KINGA: Jeszcze jako młoda żona dostałam lekcję życia od jednej z moich amerykańskich przyjaciółek. Ona, kobieta z długim małżeńskim stażem, i ja zaraz po ślubie. Słuchałam tego, co mówiła, z wielkim zainteresowaniem, chociaż nie do końca rozumiałam, o co jej chodzi. Teraz wracam często myślami do tamtej rozmowy i chyba już wiem, co chciała mi przekazać. Wiele lat po tym spotkaniu mogę w końcu powiedzieć, że się z nią zgadzam. Powiedziała mi mianowicie, że w małżeństwie dobry seks jest ważniejszy niż jedność myśli i celów. Żeby być ze sobą długo i nie mieć siebie dosyć, trzeba mieć jakiś punkt odniesienia. I to powinien być właśnie seks - przekonywała mnie. Uważała, że jeżeli w chwilach kryzysu możesz sobie przypomnieć wspólne intymne momenty, w których było wam razem dobrze, to łatwiej przezwyciężyć wszelkie trudności.

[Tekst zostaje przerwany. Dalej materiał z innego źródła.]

PR #1208, opened 2017-12-12
clean up HttpConnectionTests

anurse:
No changes to product code at all, just to test code.

* There was a lot of duplication in these tests, so I introduced a few helpers (mostly just the ones I had already done with the AbortAsync tests in #1147)
* The `try { ... } finally { DisposeAsync() }` pattern gets noisy fast so I added `WithConnectionAsync()` which runs a provided delegate in the body of that try-finally pattern
* Lots of Moq usage that just ends up doing the same thing. So I introduced `TestTransport` and `TestHttpMessageHandler` code to remove most of the duplication.
* Lots of TCSes everywhere. Many of them are doing the job that the `SyncPoint` helper I introduced in #1147 does (having a pair of TCSes to allow test code to wait for code-under-test to reach a certain point and then release it to continue after a condition is met). So I refactored to use that.
* One big giant test file was getting unwieldy so I split it into other files and used nested classes to group tests to allow you to easily run each group separately.
* A couple tests were a bit weird and got refactored/renamed:
  * `EventsAreNotRunningOnMainLoop` was depending upon a race. It was testing that when `TryWrite` on the channel was called, a `TryRead` immediately following would fail because the `HttpConnection` receive loop already read the message. This depends on the way inline-continuations work in Channels and may break with other configurations. The refactored test waits for `WaitToReadAsync` to block, which should be more reliable
  * `EventQueueTimeoutWithException` just seemed to be checking that exceptions in OnReceive are handled, which other tests already do. So I just removed it.


davidfowl:
wtf is a SyncPoint...

anurse:
Read the code and find out. It's a pair of TCSes that replace a bunch of repeated code in our tests. `WaitToContinue` triggers the TCS attached to `WaitForSyncPoint` and `Continue` triggers the TCS attached to `WaitToContinue`. We were implementing this with pairs of TCSes in each test and it was super noisy.

test/Microsoft.AspNetCore.SignalR.Client.Tests/HttpConnectionTests.Helpers.cs
```diff
@@ -0,0 +1,128 @@
+using System;
```
muratg: Nit: (c) notice.   </TroyMode>

test/Microsoft.AspNetCore.SignalR.Client.Tests/HttpConnectionTests.Negotiate.cs
```diff
@@ -0,0 +1,91 @@
+using System;
```
muratg: (c)

test/Microsoft.AspNetCore.SignalR.Client.Tests/HttpConnectionTests.ConnectionLifecycle.cs
```diff
@@ -0,0 +1,366 @@
+using System;
```
BrennanConroy: copy

test/Microsoft.AspNetCore.SignalR.Client.Tests/HttpConnectionTests.OnReceived.cs
```diff
@@ -0,0 +1,104 @@
+using System;
```
BrennanConroy: copy

test/Microsoft.AspNetCore.SignalR.Client.Tests/HttpConnectionTests.SendAsync.cs
```diff
@@ -0,0 +1,119 @@
+using System;
```
BrennanConroy: copy

test/Microsoft.AspNetCore.SignalR.Client.Tests/TestHttpMessageHandler.cs
```diff
@@ -9,17 +9,128 @@ namespace Microsoft.AspNetCore.SignalR.Client.Tests
...
+        public static HttpMessageHandler CreateDefault()
+        {
+            var testHttpMessageHandler = new TestHttpMessageHandler();
+
+            testHttpMessageHandler.OnSocketSend((_, __) => ResponseUtils.CreateResponse(HttpStatusCode.Accepted));
+            testHttpMessageHandler.OnLongPoll(async cancellationToken =>
             {
-                return Task.FromException<HttpResponseMessage>(new InvalidOperationException($"Http endpoint not implemented: {request.RequestUri}"));
-            }
+                // Just block until cancelled
```
BrennanConroy: canceled

anurse:
I'm going to take a look at some of the test flakiness after this. I don't like how hard it is to get the checks to go green.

Patrz też: Galeria YCD - jak zmieniała się Kinga Rusin

MAŁGOSIA: Nie wiem, czy seks jest ważniejszy niż jedność myśli i celów, ale kto powiedział, że trzeba tak samo myśleć i mieć te same cele. A w seksie trzeba się zjednoczyć.

KINGA: Akt seksualny jest dla człowieka naturalny, ale wymaga też dużej odwagi. Kiedy, jak nie właśnie w tych intymnych momentach, najlepiej widać, kto jaki jest. Nie tylko zdejmujemy wtedy ubranie, ale spadają też z nas maska i pancerz, które potrafimy zakładać na co dzień. Odważni okazują się często nieśmiali, a w niepozornych wstępuje demon...

MAŁGOSIA: W relacji seksualnej trzeba się bardzo otworzyć, niemal obnażyć. I w przenośni, i dosłownie jesteśmy nadzy, a więc pozornie bezbronni. Łatwiej nas zranić, dotknąć. Wiele osób, które mają problem z akceptacją siebie i nadmierną kontrolą, czyli ci, którzy nieustannie monitorują, co się dzieje wokół, jak postrzega ich otoczenie, jak się zmieniają emocje wokół, w momencie aktu seksualnego kompletnie się gubi. Bo jak kontrolować każdy fragment swojego ciała, pozycję, światło, oddech, siebie, partnera... Można zwariować.